* **Provided records**

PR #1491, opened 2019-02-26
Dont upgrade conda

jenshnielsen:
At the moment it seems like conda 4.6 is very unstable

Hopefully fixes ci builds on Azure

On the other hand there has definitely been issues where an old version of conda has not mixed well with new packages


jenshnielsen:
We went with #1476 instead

* **Try it**
Every entry must be duplicated exactly as it was written.

* **Response to this task**
PR #1491, opened 2019-02-26
Dont upgrade conda

jenshnielsen:
At the moment it seems like conda 4.6 is very unstable

Hopefully fixes ci builds on Azure

On the other hand there has definitely been issues where an old version of conda has not mixed well with new packages


jenshnielsen:
We went with #1476 instead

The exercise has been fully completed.